[GIVEN DATA — start]
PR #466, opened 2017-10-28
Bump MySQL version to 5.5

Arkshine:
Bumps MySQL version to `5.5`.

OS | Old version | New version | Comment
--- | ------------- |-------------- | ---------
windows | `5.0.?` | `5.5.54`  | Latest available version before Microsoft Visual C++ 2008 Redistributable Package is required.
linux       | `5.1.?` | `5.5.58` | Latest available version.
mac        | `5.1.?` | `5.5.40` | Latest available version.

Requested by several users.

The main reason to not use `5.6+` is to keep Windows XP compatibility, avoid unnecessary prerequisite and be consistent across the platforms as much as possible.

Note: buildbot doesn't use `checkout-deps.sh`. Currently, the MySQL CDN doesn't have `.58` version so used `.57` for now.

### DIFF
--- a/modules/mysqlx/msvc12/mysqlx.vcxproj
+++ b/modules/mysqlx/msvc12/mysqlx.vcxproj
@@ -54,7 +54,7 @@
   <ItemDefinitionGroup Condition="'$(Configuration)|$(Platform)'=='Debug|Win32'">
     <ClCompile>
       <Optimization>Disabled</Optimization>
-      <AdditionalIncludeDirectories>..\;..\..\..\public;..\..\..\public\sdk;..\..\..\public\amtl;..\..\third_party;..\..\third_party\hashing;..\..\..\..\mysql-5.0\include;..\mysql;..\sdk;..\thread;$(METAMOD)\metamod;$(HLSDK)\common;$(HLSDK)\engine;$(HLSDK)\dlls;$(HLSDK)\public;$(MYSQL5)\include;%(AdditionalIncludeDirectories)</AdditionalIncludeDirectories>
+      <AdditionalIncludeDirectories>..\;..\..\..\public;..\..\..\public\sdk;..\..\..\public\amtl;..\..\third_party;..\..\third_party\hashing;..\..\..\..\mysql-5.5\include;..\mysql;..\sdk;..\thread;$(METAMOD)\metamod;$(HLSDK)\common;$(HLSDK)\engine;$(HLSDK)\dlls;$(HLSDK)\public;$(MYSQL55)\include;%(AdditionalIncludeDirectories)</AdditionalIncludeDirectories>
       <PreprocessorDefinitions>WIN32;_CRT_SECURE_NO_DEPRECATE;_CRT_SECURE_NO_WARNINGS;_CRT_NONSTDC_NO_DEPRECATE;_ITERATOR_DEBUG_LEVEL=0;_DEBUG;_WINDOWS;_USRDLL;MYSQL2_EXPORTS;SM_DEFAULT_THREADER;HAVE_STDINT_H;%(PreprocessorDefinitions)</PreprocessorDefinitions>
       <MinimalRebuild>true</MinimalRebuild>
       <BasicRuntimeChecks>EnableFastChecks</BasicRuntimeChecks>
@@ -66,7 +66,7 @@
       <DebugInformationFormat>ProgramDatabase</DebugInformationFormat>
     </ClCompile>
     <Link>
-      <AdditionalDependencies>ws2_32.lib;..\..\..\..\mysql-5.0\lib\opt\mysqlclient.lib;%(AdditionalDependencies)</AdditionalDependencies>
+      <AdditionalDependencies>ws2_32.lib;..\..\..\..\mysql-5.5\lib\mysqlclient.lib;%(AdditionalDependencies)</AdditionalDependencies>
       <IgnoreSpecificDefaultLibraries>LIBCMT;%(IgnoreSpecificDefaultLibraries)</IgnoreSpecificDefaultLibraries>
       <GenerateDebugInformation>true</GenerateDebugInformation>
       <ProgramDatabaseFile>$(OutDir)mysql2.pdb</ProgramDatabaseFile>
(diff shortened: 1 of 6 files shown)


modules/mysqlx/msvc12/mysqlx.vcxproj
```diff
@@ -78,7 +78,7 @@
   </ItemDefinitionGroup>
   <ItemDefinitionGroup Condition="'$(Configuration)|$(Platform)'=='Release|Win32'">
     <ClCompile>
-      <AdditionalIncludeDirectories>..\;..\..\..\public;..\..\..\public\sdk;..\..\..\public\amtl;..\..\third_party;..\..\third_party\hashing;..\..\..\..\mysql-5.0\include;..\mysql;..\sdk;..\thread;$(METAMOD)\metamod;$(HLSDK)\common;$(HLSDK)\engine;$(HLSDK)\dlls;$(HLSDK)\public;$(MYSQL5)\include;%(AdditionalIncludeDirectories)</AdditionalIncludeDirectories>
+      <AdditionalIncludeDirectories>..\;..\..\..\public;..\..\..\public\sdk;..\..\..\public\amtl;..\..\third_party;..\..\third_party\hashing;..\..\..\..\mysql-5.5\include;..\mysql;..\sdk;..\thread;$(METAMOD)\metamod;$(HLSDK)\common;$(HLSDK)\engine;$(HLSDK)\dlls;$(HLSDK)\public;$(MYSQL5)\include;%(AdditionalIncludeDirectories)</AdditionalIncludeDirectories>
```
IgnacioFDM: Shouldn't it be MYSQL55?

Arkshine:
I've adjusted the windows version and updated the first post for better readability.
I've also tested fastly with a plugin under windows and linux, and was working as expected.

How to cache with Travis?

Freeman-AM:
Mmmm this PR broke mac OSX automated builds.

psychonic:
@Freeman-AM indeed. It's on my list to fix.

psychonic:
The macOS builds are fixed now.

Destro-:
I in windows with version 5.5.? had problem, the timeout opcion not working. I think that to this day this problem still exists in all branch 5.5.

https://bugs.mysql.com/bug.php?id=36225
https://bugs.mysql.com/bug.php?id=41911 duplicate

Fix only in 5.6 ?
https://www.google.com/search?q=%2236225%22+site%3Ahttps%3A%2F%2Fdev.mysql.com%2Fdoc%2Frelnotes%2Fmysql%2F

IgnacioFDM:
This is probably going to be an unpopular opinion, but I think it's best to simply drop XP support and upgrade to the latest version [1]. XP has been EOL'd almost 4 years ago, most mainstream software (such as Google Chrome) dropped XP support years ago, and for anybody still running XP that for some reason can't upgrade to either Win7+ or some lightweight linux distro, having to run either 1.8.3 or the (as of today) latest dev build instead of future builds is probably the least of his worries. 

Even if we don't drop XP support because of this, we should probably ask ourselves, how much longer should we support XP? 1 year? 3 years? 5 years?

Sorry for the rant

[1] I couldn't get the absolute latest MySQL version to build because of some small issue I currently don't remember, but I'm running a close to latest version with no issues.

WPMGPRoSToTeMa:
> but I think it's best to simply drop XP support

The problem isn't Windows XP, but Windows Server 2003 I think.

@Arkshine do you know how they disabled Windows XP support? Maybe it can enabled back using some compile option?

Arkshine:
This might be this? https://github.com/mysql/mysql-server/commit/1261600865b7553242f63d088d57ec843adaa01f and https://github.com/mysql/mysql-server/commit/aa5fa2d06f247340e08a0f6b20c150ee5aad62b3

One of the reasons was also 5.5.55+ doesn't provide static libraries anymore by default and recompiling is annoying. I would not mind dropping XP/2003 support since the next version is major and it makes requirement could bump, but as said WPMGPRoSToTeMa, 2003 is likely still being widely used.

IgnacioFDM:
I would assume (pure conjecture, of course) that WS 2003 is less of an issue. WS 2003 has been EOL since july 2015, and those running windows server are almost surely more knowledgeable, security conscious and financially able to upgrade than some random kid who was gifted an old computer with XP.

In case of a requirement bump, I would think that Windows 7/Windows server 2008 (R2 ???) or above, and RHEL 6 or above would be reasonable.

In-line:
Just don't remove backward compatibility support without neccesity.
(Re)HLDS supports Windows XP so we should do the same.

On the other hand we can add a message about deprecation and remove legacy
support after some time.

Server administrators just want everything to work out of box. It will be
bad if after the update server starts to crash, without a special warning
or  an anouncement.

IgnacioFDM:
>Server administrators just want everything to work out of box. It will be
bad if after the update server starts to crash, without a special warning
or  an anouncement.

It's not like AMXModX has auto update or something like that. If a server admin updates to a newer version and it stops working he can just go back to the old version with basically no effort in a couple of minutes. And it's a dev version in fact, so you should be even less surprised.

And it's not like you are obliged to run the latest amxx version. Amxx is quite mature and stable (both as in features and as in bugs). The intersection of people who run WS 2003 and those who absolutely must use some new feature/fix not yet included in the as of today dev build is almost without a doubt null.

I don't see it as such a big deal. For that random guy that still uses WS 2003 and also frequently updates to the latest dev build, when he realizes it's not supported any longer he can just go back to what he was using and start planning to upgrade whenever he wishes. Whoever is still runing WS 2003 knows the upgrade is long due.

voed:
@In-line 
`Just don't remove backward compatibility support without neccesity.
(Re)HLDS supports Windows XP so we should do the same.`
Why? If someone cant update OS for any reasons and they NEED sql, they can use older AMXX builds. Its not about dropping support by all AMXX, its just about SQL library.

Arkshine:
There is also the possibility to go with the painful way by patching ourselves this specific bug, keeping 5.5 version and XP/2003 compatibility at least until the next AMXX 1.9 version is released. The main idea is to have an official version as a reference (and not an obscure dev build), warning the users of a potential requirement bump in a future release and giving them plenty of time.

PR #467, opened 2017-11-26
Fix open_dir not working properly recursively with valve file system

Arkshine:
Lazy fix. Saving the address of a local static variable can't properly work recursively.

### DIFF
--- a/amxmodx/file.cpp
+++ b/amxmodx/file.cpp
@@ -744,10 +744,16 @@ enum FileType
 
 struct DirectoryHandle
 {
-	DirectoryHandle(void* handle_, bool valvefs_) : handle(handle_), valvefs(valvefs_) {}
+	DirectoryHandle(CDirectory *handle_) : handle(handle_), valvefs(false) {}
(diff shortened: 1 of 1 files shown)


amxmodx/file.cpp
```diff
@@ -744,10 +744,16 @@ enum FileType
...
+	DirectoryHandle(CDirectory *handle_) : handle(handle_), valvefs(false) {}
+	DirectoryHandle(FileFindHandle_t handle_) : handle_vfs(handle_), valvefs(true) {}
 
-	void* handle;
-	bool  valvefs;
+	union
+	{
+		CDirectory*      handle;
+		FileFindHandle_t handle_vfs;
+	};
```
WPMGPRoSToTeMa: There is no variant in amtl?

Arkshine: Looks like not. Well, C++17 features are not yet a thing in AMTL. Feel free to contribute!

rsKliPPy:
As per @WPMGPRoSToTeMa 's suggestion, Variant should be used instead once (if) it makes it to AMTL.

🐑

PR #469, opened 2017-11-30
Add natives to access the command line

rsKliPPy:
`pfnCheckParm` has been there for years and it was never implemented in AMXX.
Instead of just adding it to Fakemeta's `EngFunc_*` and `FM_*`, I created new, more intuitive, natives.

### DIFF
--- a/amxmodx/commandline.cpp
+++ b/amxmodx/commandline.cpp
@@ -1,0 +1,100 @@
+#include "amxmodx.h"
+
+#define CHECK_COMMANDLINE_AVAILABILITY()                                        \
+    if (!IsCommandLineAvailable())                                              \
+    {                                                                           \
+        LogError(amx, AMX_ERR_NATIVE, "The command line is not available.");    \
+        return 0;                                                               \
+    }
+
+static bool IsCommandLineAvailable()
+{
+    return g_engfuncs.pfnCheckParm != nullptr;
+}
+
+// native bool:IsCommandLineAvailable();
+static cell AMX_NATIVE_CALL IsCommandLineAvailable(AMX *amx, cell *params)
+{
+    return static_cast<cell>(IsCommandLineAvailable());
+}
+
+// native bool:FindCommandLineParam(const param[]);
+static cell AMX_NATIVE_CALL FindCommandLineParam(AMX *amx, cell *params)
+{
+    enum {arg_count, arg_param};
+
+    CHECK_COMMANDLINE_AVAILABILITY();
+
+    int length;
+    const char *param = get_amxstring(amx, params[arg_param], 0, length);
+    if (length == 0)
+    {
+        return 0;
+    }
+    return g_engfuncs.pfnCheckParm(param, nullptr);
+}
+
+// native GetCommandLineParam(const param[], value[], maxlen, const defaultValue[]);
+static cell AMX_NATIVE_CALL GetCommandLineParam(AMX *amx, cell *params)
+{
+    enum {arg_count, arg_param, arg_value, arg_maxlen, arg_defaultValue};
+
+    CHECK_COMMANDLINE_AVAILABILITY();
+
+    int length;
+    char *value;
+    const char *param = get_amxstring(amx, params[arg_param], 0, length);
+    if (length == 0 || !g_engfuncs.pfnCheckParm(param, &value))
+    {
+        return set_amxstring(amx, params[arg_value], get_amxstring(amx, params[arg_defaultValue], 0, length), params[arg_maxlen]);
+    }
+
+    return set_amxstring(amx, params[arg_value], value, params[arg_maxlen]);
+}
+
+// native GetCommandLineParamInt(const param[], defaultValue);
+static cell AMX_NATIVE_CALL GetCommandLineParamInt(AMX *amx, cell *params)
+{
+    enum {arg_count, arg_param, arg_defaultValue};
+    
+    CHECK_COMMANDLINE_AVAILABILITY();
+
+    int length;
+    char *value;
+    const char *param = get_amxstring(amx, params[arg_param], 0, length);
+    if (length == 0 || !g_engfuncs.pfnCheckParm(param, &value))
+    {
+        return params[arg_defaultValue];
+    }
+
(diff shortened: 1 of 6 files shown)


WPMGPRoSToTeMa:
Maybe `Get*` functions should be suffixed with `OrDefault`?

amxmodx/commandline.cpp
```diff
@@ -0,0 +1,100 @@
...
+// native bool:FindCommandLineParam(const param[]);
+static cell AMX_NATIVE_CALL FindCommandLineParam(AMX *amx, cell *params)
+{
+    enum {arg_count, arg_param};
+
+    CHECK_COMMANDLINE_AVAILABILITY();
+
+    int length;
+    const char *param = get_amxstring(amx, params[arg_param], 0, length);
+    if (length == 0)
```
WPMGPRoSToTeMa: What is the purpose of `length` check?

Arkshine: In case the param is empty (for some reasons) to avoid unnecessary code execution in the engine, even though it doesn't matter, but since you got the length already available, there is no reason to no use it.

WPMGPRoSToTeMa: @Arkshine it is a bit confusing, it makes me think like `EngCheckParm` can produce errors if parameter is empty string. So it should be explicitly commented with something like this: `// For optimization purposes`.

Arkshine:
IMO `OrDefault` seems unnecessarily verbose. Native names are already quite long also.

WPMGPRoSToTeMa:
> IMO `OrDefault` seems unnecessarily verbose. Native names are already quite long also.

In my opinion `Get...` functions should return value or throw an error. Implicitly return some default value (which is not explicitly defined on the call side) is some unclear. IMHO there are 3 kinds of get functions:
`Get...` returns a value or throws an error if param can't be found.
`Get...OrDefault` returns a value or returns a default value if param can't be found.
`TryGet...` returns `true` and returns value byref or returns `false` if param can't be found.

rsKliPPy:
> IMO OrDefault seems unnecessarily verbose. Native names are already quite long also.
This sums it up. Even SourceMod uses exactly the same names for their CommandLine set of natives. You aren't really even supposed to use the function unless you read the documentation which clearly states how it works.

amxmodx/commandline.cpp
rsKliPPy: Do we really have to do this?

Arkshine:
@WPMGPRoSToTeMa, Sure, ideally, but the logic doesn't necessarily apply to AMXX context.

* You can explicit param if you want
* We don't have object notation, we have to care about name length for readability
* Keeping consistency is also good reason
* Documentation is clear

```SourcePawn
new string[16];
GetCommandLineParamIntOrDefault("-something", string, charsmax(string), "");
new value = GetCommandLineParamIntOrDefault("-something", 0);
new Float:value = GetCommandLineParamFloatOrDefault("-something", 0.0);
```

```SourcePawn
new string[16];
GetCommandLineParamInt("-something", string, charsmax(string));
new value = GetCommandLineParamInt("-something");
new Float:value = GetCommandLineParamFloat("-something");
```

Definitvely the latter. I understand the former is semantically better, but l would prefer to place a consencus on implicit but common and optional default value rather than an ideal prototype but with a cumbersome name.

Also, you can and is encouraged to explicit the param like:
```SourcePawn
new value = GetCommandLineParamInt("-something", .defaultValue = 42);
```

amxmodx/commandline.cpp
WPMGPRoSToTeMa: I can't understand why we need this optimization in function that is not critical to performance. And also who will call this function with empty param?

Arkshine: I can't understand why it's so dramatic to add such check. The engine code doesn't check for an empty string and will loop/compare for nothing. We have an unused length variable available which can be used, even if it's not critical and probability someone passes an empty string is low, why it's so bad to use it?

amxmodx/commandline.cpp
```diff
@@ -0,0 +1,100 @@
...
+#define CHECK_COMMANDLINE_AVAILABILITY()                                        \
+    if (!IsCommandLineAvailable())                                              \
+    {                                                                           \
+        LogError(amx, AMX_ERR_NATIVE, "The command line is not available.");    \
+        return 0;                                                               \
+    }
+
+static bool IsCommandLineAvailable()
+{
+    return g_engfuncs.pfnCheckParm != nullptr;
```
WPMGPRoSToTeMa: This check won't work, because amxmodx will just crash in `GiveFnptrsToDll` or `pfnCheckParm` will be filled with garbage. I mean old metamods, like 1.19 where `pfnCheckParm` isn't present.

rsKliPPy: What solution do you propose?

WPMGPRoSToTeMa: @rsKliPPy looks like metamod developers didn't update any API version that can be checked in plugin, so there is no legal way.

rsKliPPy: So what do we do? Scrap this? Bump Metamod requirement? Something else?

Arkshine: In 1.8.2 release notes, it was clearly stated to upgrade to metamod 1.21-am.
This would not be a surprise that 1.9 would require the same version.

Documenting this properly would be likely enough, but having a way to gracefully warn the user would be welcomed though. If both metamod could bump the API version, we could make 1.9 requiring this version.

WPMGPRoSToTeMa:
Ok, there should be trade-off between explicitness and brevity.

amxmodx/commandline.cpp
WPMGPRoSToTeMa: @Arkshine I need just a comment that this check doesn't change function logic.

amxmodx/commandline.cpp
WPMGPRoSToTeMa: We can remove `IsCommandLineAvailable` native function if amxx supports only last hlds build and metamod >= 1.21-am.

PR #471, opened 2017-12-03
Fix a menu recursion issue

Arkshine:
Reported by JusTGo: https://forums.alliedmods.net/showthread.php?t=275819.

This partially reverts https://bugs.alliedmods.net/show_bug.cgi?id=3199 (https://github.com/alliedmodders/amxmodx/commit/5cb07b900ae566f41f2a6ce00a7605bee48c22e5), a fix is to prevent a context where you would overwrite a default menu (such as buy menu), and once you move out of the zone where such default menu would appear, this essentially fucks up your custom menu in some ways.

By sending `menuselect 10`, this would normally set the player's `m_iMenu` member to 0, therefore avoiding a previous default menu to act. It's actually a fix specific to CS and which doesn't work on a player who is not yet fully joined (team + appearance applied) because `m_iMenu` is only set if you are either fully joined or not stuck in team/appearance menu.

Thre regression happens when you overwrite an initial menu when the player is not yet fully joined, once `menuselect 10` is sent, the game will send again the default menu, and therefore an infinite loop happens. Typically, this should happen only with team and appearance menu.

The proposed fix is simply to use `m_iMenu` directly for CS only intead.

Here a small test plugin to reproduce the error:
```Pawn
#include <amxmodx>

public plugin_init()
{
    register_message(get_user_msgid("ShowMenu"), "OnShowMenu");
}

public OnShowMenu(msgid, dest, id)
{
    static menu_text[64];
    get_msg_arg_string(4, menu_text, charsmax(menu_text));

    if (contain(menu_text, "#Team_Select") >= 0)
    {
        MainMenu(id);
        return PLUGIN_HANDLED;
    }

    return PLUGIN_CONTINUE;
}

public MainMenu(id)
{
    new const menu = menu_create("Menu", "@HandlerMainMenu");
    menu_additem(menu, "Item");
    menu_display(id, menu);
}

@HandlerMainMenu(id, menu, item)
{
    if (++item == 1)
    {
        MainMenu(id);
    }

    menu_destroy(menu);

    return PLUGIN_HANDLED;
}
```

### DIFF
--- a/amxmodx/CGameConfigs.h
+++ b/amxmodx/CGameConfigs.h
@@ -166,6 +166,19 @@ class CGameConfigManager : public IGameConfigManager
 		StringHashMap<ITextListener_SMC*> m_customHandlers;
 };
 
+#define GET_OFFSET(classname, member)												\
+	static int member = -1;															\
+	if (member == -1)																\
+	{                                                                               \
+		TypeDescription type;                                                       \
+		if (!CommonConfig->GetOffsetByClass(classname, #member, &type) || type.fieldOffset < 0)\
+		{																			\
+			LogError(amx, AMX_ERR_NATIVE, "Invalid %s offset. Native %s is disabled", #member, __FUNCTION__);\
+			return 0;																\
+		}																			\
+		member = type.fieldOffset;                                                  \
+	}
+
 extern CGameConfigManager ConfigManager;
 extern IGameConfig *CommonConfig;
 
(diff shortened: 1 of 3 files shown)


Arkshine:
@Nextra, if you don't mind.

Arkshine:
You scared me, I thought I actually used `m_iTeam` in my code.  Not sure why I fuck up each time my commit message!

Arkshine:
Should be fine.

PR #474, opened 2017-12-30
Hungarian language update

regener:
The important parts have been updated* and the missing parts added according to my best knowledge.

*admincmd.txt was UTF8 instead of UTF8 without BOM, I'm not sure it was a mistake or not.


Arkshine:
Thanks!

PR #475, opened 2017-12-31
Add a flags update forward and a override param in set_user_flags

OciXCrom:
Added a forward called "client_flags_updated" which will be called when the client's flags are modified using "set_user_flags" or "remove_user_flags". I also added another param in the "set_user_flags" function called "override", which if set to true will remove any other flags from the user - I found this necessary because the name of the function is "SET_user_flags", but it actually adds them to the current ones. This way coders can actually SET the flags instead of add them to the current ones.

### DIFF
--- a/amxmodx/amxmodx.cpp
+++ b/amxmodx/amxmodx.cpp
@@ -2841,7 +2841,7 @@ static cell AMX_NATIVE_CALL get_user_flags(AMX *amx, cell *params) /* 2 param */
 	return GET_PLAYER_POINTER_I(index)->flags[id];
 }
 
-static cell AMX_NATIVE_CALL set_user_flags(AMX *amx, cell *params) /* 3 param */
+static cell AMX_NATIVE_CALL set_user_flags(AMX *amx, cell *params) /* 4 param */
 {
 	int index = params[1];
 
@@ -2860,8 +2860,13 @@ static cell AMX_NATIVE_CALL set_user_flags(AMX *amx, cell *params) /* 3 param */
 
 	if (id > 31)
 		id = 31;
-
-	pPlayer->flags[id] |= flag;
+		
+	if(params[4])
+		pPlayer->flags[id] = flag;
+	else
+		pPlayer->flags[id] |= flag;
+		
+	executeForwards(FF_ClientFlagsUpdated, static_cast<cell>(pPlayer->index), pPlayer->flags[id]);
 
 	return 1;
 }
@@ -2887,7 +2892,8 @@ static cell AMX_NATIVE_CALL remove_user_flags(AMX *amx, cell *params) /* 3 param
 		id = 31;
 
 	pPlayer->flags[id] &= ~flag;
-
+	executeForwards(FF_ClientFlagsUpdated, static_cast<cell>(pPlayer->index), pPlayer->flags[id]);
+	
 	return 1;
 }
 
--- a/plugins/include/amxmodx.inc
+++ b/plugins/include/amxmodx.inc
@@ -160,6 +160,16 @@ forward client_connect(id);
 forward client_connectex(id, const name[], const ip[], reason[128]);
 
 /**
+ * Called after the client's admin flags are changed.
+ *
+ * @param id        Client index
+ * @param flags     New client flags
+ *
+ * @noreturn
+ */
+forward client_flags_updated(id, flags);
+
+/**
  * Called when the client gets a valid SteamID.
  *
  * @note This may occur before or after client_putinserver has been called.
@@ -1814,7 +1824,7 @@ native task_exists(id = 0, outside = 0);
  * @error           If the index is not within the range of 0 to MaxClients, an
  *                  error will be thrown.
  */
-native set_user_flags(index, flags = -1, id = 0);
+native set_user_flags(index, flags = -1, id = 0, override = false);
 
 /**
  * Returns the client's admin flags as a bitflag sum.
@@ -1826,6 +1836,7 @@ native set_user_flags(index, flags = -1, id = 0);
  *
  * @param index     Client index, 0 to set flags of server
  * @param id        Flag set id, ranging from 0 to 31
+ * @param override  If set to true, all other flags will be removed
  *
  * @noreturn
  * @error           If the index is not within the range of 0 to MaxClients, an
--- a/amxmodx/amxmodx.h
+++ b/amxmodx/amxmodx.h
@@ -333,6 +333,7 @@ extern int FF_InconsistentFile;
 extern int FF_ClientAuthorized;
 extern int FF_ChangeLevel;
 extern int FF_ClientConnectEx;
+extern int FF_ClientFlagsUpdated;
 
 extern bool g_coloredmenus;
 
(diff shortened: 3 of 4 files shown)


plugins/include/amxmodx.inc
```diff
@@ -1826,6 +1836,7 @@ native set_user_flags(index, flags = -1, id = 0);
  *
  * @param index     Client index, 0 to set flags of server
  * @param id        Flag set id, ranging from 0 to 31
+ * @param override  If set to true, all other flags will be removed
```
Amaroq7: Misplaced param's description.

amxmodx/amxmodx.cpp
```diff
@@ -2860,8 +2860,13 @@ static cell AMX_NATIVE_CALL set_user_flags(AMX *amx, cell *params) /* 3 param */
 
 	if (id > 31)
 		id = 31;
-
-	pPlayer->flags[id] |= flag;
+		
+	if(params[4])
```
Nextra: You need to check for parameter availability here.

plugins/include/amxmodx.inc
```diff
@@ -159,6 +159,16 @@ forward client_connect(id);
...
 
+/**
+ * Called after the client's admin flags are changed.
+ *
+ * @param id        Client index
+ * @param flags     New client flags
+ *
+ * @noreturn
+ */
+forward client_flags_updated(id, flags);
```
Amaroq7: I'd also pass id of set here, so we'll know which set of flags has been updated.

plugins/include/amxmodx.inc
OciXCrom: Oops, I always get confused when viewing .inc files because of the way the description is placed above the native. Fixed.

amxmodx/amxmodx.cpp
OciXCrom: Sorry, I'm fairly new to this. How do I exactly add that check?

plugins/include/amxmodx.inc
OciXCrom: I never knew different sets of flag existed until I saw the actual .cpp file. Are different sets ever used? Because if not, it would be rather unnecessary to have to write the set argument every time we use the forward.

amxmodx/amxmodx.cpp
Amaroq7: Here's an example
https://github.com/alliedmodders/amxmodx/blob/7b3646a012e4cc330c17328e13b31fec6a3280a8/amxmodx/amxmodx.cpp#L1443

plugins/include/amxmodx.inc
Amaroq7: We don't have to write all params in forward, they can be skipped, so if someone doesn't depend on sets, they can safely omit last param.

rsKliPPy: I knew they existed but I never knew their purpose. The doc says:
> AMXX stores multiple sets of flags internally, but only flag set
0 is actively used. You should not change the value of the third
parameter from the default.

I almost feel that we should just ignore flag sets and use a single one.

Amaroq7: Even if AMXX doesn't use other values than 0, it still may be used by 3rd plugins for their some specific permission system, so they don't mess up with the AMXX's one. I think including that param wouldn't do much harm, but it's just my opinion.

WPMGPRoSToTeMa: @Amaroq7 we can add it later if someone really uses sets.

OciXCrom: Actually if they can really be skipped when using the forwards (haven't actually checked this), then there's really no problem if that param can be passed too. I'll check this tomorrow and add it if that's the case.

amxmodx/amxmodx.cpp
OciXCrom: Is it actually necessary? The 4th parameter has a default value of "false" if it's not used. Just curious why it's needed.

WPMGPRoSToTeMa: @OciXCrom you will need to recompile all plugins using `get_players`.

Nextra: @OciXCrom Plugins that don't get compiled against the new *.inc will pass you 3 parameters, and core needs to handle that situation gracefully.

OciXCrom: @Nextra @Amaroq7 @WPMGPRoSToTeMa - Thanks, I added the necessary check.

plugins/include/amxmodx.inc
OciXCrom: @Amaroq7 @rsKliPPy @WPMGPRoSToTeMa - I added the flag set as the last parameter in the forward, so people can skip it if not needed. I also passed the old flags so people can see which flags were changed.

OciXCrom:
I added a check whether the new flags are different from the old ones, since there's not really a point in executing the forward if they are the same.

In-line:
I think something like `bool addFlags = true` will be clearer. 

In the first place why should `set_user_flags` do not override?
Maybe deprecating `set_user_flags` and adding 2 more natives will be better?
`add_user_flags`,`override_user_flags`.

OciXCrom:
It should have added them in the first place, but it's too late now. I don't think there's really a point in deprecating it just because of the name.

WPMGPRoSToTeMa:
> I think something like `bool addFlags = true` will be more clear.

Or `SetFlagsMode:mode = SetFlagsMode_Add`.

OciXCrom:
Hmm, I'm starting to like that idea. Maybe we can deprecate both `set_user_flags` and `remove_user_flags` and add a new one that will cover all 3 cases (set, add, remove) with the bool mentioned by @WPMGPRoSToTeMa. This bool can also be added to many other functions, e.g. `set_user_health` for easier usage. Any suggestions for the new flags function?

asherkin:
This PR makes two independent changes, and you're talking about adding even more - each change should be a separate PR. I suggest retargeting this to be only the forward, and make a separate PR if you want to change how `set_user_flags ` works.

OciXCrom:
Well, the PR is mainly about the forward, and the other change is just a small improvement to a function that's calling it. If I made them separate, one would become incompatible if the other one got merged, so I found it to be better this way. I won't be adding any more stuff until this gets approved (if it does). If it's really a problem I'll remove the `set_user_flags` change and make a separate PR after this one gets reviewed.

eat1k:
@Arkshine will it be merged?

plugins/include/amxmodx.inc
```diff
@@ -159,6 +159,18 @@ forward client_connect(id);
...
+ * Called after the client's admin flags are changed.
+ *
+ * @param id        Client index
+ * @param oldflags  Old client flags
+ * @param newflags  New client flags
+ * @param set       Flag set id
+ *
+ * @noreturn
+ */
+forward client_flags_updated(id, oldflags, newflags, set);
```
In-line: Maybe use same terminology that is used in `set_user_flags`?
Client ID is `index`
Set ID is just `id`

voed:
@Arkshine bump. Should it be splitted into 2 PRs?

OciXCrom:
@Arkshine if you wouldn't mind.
[GIVEN DATA — finish]
TASK STATEMENT: Return each line of the material above that holds the string "GetCommandLineParamIntOrDefault".

REPLY:
GetCommandLineParamIntOrDefault("-something", string, charsmax(string), "");
new value = GetCommandLineParamIntOrDefault("-something", 0);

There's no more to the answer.